「アカデミー賞主要4部門受賞」と言うと、どれだけ重厚で壮大な作品なのかと思ったら、とても軽くて心地良い温度感の作品だった。
2023年でいうところの「蛙化現象」がテーマの作品で、冒頭のウディアレンのセリフ「私を会員にするようなクラブに入りたくない」という言葉が意味する通りのストーリーが展開される。
小ネタ程度の扱いだけど、のちの映画「クラッシュ」に通じる性癖をもったアニーの兄もとても良かった。
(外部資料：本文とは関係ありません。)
PR #2165, opened 2017-10-17
Remove dependency on bower

### LINKED ISSUE #2127: Discussion: Remove Bower dependency
Currently when running `npm install` for the first time, we are getting the following warning:

```
npm WARN deprecated bower@1.8.0: ..psst! While Bower is maintained, we recommend Yarn and Webpack for *new* front-end projects! Yarn's advantage is security and reliability, and Webpack's is support for both CommonJS and AMD projects. Currently there's no migration path, but please help to create it: https://github.com/bower/bower/issues/2467
```

I think it would make sense to remove the additional Bower dependency and just use npm to manage client side dependencies.  This should remove a couple of steps from the initial project setup and in general make it easier for new contributors to get started.

VishalMadhvani:
Removes use of bower in favour of NPM.
Maintained bower'esque behaviour of copying across entire module folder to wwwroot/lib.

fixes #2127


dchristensen:
@VishalMadhvani @dpaquette Is this going to require new developers to run the gulp script in order to get started?  If so, that probably needs to be documented, since currently gulp was not previously required to get up and running in the dev environment.  I'm not super familiar with npm, but would it be possible to run the gulp script when `npm install` is run to avoid having to instruct new developers they need to run gulp?  We should also remove the bower sections from existing docs.

VishalMadhvani:
@dchristensen done :)
Happy up update the wiki's once this is merged in.

PR #2171, opened 2017-11-10
Fixing incorrect javascript path after refactor of bower

stimms:
Looks like there is a slight change from bower to npm. This should address the path differences.


MisterJames:
Thanks @stimms!

PR #1573, opened 2015-05-15
Added 'Upgrade Insecure Requests'

TonyZTan:
I have added the "Upgrade Insecure Requests" feature, which allows sites to request the transparent upgrade of HTTP resources to HTTPS using a HTTP header or a meta HTML tag. The Chromium link is https://www.chromestatus.com/feature/6534575509471232, and the Firefox documentation is at https://developer.mozilla.org/en-US/docs/Web/Security/CSP/CSP_policy_directives#upgrade-insecure-requests. Thanks.


Fyrd:
Thanks!

Issue #1564, opened 2015-05-12
Canvas .toDataUrl()


Fyrd:
Canvas .toDataUrl()

---------
##### This issue was imported from [Google Moderator](https://www.google.com/moderator/)
Moderator votes: __+3__
Issue added by __peppe__ on __2014-12-04__
To vote this issue up or down, simply include `+1` or `-1` in your comment.

pkuczynski:
Shouldn't that be closed too if you cancel my pull request?

Fyrd:
Yeah, this support is now included in http://caniuse.com/#feat=canvas

PR #1579, opened 2015-05-19
Canvas .toDataUrl() fixing #1564

pkuczynski:


Fyrd:
As this seems to be widely supported, almost matching support for `canvas` itself, I'd suggest just including support there and adding some notes. I'll use your info and take care of that. Thanks!

pkuczynski:
Well, I tend to disagree, especially when it comes to mobile. I wanted to help you and worked on a ticket from the Issues list. Feel a bit like I wasted the time. How shall we proceed in the future to avoid that?

Fyrd:
@pkuczynski Why is it wasted time if I included most of the information anyway? Besides it seems your information wasn't all entirely accurate, you had old Opera Mobile and UC browser with no support though they seem to support it just fine. In the future if you don't know and are unable to test, just set the value to `u` for unknown.

For future issues if it seems it may already be part of another feature I'd suggest just checking with me first, otherwise it should be fine. As I don't have the time to look into every single suggestion in advance there may be the occasional one that doesn't make sense to add.

pkuczynski:
Fair enough :)

Most of my commits is based on the Google research, not actual testing. In the future if I won't be able to find any valuable information I will fill it up with "u".

Issue #1550, opened 2015-05-12
'caniuse.com' should have small-caps (and other font variants?) broken out as a separate fea...


Fyrd:
&#39;caniuse.com&#39; should have small-caps (and other font variants?) broken out as a separate feature.

iOS versions &lt;= 4.3.5 don&#39;t render .ttf &amp; .svg web fonts when the CSS property &#39;font-variant:  small-caps&#39; is used.

---
##### This issue was imported from [Google Moderator](https://www.google.com/moderator/)

Moderator votes: **+3**
Issue added by **A fate  worse than Beth** on **2011-09-06**
To vote this issue up or down, simply include `+1` or `-1` in your comment.

vladimirmartsul:
+1

jensimmons:
Yes, all of these should be separate CSS properties:
```
font-variant-ligatures
font-variant-caps
font-variant-east-asian
font-variant-alternates
font-variant-numeric 
font-variant-position
```

RoelN:
+1

Fyrd:
These are all available now, e.g. https://caniuse.com/#feat=mdn-css_properties_font-variant-caps

PR #1588, opened 2015-05-21
font-feature-settings - updating links, adding some notes and keywords

pkuczynski:
In the light of adding font-variant-* #1550


Fyrd:
Looks mostly good, though I think note 1 should be put under the general "Notes" section since it isn't browser-specific and 3 is unnecessary as caniuse doesn't track supported prefixed properties after the prefix is dropped. Thanks!

pkuczynski:
Applied suggested changes.

Don't you think the file name should be font-feature-settings.json instead of font-feature.json?

In overall the file naming is quite odd and gives me headache :) Sometimes files are prefixed with css- like css-font-stretch, while in other cases its just font-feature. It would make life easier if you would create some file-naming conventions for contributors :)

Fyrd:
Great, thanks!

As for the file naming, yeah, it's a bit annoying that it's inconsistent. I don't want to just change the current ones though since that would break links pointing at support tables. At some point I'll make sure the old ones work as aliases, then it should be safe to rename them.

ウディアレン演じるアルビー・シンガーはニューヨークへの偏愛など、全編にわたって彼の偏見や屁理屈からくる謎のこだわりについて延々と話し続ける。そして、ふとした拍子に画面正面を向いて観客に語りかけ、その意見をゴリ押してくる。いつも死への強迫観念があって人生は悲惨だと思ってる偏屈中年と、現実で仲良くしたくはないけど、さすが漫談家だけあってジョークが面白いのが良いバランスだった。逆に、アニーホールは好きだなーと思う反面、深く付き合うと大変そうな、ちょうどいい按配のキャラクター像だった。
字幕は延々と繰り出されるセリフ量から追うのが大変だったけど、かなりクセのあるセリフ回しを日本語で違和感のないようによく表現できていたと思う。